--- AVAILABLE DATA Enclosed Below ---
PR #9122, opened 2025-02-19
Add skeleton support for native functions

SpecLad:
### Motivation and context

All of the support code in the auto-annotation SDK layer is already there, we just need to send sublabel information when creating a native function, and validate it when running an agent.

In addition, force keypoint sublabel types to be "points", since this is how the UI creates them for tasks/projects.

### How has this been tested?

Tests will be added in the private repository.

### Checklist

### License

### DIFF
--- a/cvat-cli/src/cvat_cli/_internal/agent.py
+++ b/cvat-cli/src/cvat_cli/_internal/agent.py
@@ -147,39 +147,48 @@ class _Agent:
             label_desc = f"label {remote_label['name']!r}"
             label = labels_by_name.get(remote_label["name"])
 
-            if not label:
-                raise CriticalError(incompatible_msg + f"{label_desc} is not supported.")
+            self._validate_sublabel_compatibility(remote_label, label, incompatible_msg, label_desc)
 
-            if (
-                remote_label["type"] not in {"any", "unknown"}
-                and remote_label["type"] != label.type
-            ):
+            sublabels_by_name = {sl.name: sl for sl in getattr(label, "sublabels", [])}
+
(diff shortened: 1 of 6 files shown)


cvat-cli/src/cvat_cli/_internal/agent.py
```diff
@@ -147,39 +147,48 @@ def _validate_detection_function_compatibility(self, remote_function: dict) -> N
...
+                raise CriticalError(
+                    incompatible_msg + f"{attr_desc} has input type {remote_attr['input_type']!r},"
+                    f" but the function object declares input type {attr.input_type.value!r}."
+                )
+
+            if remote_attr["values"] != attr.values:
+                raise CriticalError(
+                    incompatible_msg + f"{attr_desc} has values {remote_attr['values']!r},"
+                    f" but the function object declares values {attr.values!r}."
+                )
```
zhiltsov-max, line 191: Is there a way for the users to get notified that their function definition uses some unknown labels or attributes? If some annotations are silently ignored, it doesn't look really convenient to me. Maybe it's better to show some warning for ignored labels and attributes on agent startup?

SpecLad: Do you mean the case where the local function has a label/sublabel/attribute that the remote function doesn't? At the moment I don't have any notifications for this case. My thinking was that since the end user only sees the remote function's labels, from their perspective everything will work as expected, even if the behind-the-scenes function object supports some extra labels.

That said, I'm not opposed to adding the warnings you propose; but I think it goes beyond the scope of this PR.

zhiltsov-max (approved):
--- End of Enclosed AVAILABLE DATA ---
The answer should be a single number: the count of lines in the records that hold the string "name".

| RESPONSE BELOW |
3